[Start of Attachment]
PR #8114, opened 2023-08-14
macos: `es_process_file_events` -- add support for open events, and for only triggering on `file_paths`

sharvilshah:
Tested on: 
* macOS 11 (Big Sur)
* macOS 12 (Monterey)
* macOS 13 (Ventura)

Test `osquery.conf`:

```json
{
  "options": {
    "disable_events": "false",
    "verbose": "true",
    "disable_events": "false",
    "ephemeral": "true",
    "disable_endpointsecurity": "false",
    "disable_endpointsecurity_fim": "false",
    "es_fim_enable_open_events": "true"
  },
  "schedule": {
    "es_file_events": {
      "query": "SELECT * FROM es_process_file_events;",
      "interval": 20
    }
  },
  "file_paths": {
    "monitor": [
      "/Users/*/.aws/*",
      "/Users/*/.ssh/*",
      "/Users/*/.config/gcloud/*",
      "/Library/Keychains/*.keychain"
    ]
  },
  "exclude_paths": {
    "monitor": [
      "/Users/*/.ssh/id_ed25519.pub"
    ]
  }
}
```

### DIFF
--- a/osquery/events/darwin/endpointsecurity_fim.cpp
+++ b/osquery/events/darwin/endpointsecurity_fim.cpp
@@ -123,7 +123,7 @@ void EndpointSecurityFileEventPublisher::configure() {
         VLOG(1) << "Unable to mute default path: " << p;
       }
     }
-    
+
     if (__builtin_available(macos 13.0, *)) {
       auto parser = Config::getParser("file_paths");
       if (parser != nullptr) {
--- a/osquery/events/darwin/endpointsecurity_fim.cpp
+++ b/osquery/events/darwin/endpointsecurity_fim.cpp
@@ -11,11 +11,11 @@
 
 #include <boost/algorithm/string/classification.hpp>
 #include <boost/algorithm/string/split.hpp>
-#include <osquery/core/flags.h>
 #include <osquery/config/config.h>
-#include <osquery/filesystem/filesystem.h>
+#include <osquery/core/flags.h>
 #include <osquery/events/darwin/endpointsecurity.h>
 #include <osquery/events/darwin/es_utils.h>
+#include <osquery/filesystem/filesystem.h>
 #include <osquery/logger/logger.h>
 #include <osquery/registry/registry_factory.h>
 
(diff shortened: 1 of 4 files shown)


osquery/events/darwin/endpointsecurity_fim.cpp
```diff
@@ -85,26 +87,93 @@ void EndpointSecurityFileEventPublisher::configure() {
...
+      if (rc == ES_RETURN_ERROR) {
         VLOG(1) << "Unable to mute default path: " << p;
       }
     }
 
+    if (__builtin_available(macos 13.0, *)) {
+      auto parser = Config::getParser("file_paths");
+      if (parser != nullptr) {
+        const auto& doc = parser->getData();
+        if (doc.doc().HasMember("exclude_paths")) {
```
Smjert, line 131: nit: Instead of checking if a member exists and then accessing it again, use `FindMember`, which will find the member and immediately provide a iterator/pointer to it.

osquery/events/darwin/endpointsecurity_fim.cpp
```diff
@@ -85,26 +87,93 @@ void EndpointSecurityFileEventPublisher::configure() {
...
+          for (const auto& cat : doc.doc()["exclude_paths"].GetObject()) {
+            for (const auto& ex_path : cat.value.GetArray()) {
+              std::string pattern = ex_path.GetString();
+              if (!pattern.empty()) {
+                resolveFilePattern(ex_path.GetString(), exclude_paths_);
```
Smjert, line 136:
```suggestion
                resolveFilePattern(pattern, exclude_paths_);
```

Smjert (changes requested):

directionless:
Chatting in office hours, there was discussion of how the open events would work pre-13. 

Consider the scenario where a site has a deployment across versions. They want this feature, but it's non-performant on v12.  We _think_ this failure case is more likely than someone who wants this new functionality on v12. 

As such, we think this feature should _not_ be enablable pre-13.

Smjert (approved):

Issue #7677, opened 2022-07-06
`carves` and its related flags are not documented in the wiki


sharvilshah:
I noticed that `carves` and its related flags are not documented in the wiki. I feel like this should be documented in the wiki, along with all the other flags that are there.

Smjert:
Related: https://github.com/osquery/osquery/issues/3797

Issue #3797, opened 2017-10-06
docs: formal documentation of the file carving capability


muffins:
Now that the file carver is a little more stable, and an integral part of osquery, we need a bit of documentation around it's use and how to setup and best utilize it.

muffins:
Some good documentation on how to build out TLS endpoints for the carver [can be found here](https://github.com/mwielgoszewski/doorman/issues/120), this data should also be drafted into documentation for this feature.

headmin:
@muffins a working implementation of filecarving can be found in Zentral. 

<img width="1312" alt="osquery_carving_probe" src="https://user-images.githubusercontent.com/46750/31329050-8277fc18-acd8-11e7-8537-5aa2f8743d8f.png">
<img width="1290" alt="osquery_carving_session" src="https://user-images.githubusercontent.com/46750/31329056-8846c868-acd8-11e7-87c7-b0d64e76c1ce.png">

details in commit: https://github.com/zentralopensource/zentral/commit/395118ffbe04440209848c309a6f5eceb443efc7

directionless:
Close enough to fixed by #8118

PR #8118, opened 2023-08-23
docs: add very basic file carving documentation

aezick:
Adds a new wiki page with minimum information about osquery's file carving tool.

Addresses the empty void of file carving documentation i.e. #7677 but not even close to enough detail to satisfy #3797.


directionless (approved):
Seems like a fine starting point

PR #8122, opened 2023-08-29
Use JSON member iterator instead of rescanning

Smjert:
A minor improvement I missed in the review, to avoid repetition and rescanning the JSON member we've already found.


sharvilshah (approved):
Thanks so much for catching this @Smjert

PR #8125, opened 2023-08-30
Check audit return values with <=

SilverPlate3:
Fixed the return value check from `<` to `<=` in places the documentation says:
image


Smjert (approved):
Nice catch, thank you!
[End of Attachment]
Could you transcribe each entry exactly as it stands?

Task response:
PR #8114, opened 2023-08-14
macos: `es_process_file_events` -- add support for open events, and for only triggering on `file_paths`

sharvilshah:
Tested on: 
* macOS 11 (Big Sur)
* macOS 12 (Monterey)
* macOS 13 (Ventura)

Test `osquery.conf`:

```json
{
  "options": {
    "disable_events": "false",
    "verbose": "true",
    "disable_events": "false",
    "ephemeral": "true",
    "disable_endpointsecurity": "false",
    "disable_endpointsecurity_fim": "false",
    "es_fim_enable_open_events": "true"
  },
  "schedule": {
    "es_file_events": {
      "query": "SELECT * FROM es_process_file_events;",
      "interval": 20
    }
  },
  "file_paths": {
    "monitor": [
      "/Users/*/.aws/*",
      "/Users/*/.ssh/*",
      "/Users/*/.config/gcloud/*",
      "/Library/Keychains/*.keychain"
    ]
  },
  "exclude_paths": {
    "monitor": [
      "/Users/*/.ssh/id_ed25519.pub"
    ]
  }
}
```

### DIFF
--- a/osquery/events/darwin/endpointsecurity_fim.cpp
+++ b/osquery/events/darwin/endpointsecurity_fim.cpp
@@ -123,7 +123,7 @@ void EndpointSecurityFileEventPublisher::configure() {
         VLOG(1) << "Unable to mute default path: " << p;
       }
     }
-    
+
     if (__builtin_available(macos 13.0, *)) {
       auto parser = Config::getParser("file_paths");
       if (parser != nullptr) {
--- a/osquery/events/darwin/endpointsecurity_fim.cpp
+++ b/osquery/events/darwin/endpointsecurity_fim.cpp
@@ -11,11 +11,11 @@
 
 #include <boost/algorithm/string/classification.hpp>
 #include <boost/algorithm/string/split.hpp>
-#include <osquery/core/flags.h>
 #include <osquery/config/config.h>
-#include <osquery/filesystem/filesystem.h>
+#include <osquery/core/flags.h>
 #include <osquery/events/darwin/endpointsecurity.h>
 #include <osquery/events/darwin/es_utils.h>
+#include <osquery/filesystem/filesystem.h>
 #include <osquery/logger/logger.h>
 #include <osquery/registry/registry_factory.h>
 
(diff shortened: 1 of 4 files shown)


osquery/events/darwin/endpointsecurity_fim.cpp
```diff
@@ -85,26 +87,93 @@ void EndpointSecurityFileEventPublisher::configure() {
...
+      if (rc == ES_RETURN_ERROR) {
         VLOG(1) << "Unable to mute default path: " << p;
       }
     }
 
+    if (__builtin_available(macos 13.0, *)) {
+      auto parser = Config::getParser("file_paths");
+      if (parser != nullptr) {
+        const auto& doc = parser->getData();
+        if (doc.doc().HasMember("exclude_paths")) {
```
Smjert, line 131: nit: Instead of checking if a member exists and then accessing it again, use `FindMember`, which will find the member and immediately provide a iterator/pointer to it.

osquery/events/darwin/endpointsecurity_fim.cpp
```diff
@@ -85,26 +87,93 @@ void EndpointSecurityFileEventPublisher::configure() {
...
+          for (const auto& cat : doc.doc()["exclude_paths"].GetObject()) {
+            for (const auto& ex_path : cat.value.GetArray()) {
+              std::string pattern = ex_path.GetString();
+              if (!pattern.empty()) {
+                resolveFilePattern(ex_path.GetString(), exclude_paths_);
```
Smjert, line 136:
```suggestion
                resolveFilePattern(pattern, exclude_paths_);
```

Smjert (changes requested):

directionless:
Chatting in office hours, there was discussion of how the open events would work pre-13. 

Consider the scenario where a site has a deployment across versions. They want this feature, but it's non-performant on v12.  We _think_ this failure case is more likely than someone who wants this new functionality on v12. 

As such, we think this feature should _not_ be enablable pre-13.

Smjert (approved):

Issue #7677, opened 2022-07-06
`carves` and its related flags are not documented in the wiki


sharvilshah:
I noticed that `carves` and its related flags are not documented in the wiki. I feel like this should be documented in the wiki, along with all the other flags that are there.

Smjert:
Related: https://github.com/osquery/osquery/issues/3797

Issue #3797, opened 2017-10-06
docs: formal documentation of the file carving capability


muffins:
Now that the file carver is a little more stable, and an integral part of osquery, we need a bit of documentation around it's use and how to setup and best utilize it.

muffins:
Some good documentation on how to build out TLS endpoints for the carver [can be found here](https://github.com/mwielgoszewski/doorman/issues/120), this data should also be drafted into documentation for this feature.

headmin:
@muffins a working implementation of filecarving can be found in Zentral. 

<img width="1312" alt="osquery_carving_probe" src="https://user-images.githubusercontent.com/46750/31329050-8277fc18-acd8-11e7-8537-5aa2f8743d8f.png">
<img width="1290" alt="osquery_carving_session" src="https://user-images.githubusercontent.com/46750/31329056-8846c868-acd8-11e7-87c7-b0d64e76c1ce.png">

details in commit: https://github.com/zentralopensource/zentral/commit/395118ffbe04440209848c309a6f5eceb443efc7

directionless:
Close enough to fixed by #8118

PR #8118, opened 2023-08-23
docs: add very basic file carving documentation

aezick:
Adds a new wiki page with minimum information about osquery's file carving tool.

Addresses the empty void of file carving documentation i.e. #7677 but not even close to enough detail to satisfy #3797.


directionless (approved):
Seems like a fine starting point

PR #8122, opened 2023-08-29
Use JSON member iterator instead of rescanning

Smjert:
A minor improvement I missed in the review, to avoid repetition and rescanning the JSON member we've already found.


sharvilshah (approved):
Thanks so much for catching this @Smjert

PR #8125, opened 2023-08-30
Check audit return values with <=

SilverPlate3:
Fixed the return value check from `<` to `<=` in places the documentation says:
image


Smjert (approved):
Nice catch, thank you!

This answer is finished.